The St. Petersburg Times lauds Nancy Goes to Rio, noting its "cheerful songs, harmonious costumes, abundant laughter, and beautiful landscapes," making it a "thoroughly enjoyable" movie. However, the review mentions that the use of Technicolor did not flatter Ann Sothern, making her appear older, nor did it suit Carmen Miranda, who lost some of her charm. On the other hand, Technicolor was beneficial for Louis Calhern, who was older, and Jane Powell, who looked great on screen.

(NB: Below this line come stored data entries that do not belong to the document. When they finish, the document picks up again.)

PR #901, opened 2020-04-25
Header: Add simplied header option for subpages

laurelfulford:
### All Submissions:

* [x] Have you followed the [Newspack Contributing guideline](https://github.com/Automattic/newspack-theme/blob/master/.github/CONTRIBUTING.md)?
* [x] Does your code follow the [WordPress' coding standards](https://make.wordpress.org/core/handbook/best-practices/coding-standards/) and [VIP Go coding standards](https://vip.wordpress.com/documentation/vip-go/code-review-blockers-warnings-notices/)?
* [x] Have you checked to ensure there aren't other open [Pull Requests](../../pulls) for the same update/change?

### Changes proposed in this Pull Request:

This PR adds a theme option to use a very simple header on subpages. This header will only include the logo (no site title or tagline), a search toggle, and a menu toggle; the menu under the toggle includes all menus assigned, and any widgets assigned to the slide out widget area if populated and turned on.

Closes #877.

### How to test the changes in this Pull Request:

1. Apply the PR and run `npm run build`.
2. Navigate to Customize > Header Settings; the Header Options should now be split into three panels, with the existing one split over Appearance and Slide-out Sidebar, and a new one called Subpage Header:

image

image

3. Check the box labelled  "Use simple header on subpages"; it should open an option to upload an Alternative Logo, but ignore that for now:

image

4. View the homepage, and confirm that your header is displaying as expected:

image

5. View a regular single post, and confirm that you now have a simplified header (shown below with the default, solid background, and centered settings):

image

image

image

6. Try opening the menu and confirm that it contains your menus: 

image

7. Check out a post with the 'behind' featured image style; confirm the header sits on top of the image (default and centred logo options shown below; background colours will not be applied to the header, even if assigned): 

image

image

8. Check out a post with the 'beside' featured image styles; confirm the header elements sit over the solid colour:

image

image

9. Try scaling down the browser window -- the mobile header should kick in as usual, with a solid background and logo aligned left, regardless what your header settings are:

image

10. Navigate back to Customize > Header Settings > Subpage Header, and upload an Alternative Logo. The use case here is if you have a dark logo that doesn't show up very well on the Behind and Beside featured image styles, this option can be used to replace it in those cases. So ideally the alternative logo will be a 'flipped' version of your site's real logo:

image

11. View the Featured Image Behind and Featured Image beside posts again; confirm the flipped logo is used:

image

image

12. Scale down the browser window and confirm that the other logo is switched to at the same point the header gets a solid background):

image

image

[...]

Issue #610, opened 2019-12-03
Logo Resizer: Preview sometimes incorrect, inverted


laurelfulford:
Sometimes when you use the logo resizer, it previews "backwards" in the Customizer -- when you try to make it smaller, it gets bigger, and vis versa, and it doesn't actually preview the full range of sizes available. 

The logo will display correctly on the front-end, but this can be really confusing when trying to nail down the size you want.

PR #930, opened 2020-05-13
Header: Correct centered logo sizing

laurelfulford:
### All Submissions:

#901 introduced an issue with the centered logo scaling down on tablet-sized screens; it would stay at its full size, rather than going down to a reduced size for mid-sized screens, before scaling down again for mobile-sized screens.

**Note:** I recommend testing against a live site with a centered logo, using the same logo graphic (like Rivard or OK Watch; Technode too, though there is custom CSS in place to make the logo smaller than default on mobile). This way, it's easy to confirm that the behaviour pre-901 (on the customer site), and with this PR is the same. 

1. Set up a test site header with a centered logo, and other settings to roughly line up with the site you're comparing against (menus, logo size). 
2. View on the front end.
3. Scale down the browser window to roughly tablet-sized (before the mobile menu kicks in). 
4. Contrast against the site you're comparing against; the logo on that site should be shrunk down, but the logo on your test site will be maintaining the same size.
6. Refresh the test site; confirm the logos are the same size.
7. Try different screen sizes and confirm the logo matches the site it's being compared against.
8. Try both AMP and non-AMP, and make sure the logo is sizing similarly for both. 

### Other information:

### DIFF
--- a/newspack-theme/sass/site/header/_site-header.scss
+++ b/newspack-theme/sass/site/header/_site-header.scss
@@ -183,7 +183,6 @@
 .h-cl {
 	@include media( tablet ) {
 		.site-header .middle-header-contain .wrapper > div {
-			flex: 1;
 			width: 35%;
 
 			&.site-branding {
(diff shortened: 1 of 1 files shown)


laurelfulford:
Thanks Jeff! 

> Here's a weird phenomenon this introduces... In the customizer, the logo now appears to be shrinking as you move the size slider to the right.

😕 This has come up before from time to time (https://github.com/Automattic/newspack-theme/issues/610) but I know it came up again after the subpage header was introduced, too -- it makes sense that these changes are introducing more cases where things might not work as expected.

Worst case, we can remove the JavaScript-updated preview for the short-term -- you would need to wait for the Customizer to reload before seeing the updated logo style, but it might be less disconcerting.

Dave Kehr of the Chicago Reader considers Nancy Goes to Rio an interesting idea for an MGM musical, with the dynamic of a mother and daughter team of prospectors, but he points out that Robert Z. Leonard’s direction leaves the film lacking in charm. He mentions the cast, which includes Ann Sothern, Jane Powell, Barry Sullivan, Carmen Miranda (whose career was winding down), and Louis Calhern. Kehr also notes that the screenplay by Sidney Sheldon is responsible for the film, which he compares to The Other Side of Midnight (1950), suggesting that it lacks impact.

==Home media==
The film was released on DVD along with Two Weeks with Love as part of the Classic Musicals from the Dream Factory, Vol. 3. The set also included several other Powell films, such as Hit the Deck and Deep in My Heart. This DVD was re-released on November 28, 2017 under the Warner Archive Collection on DVD.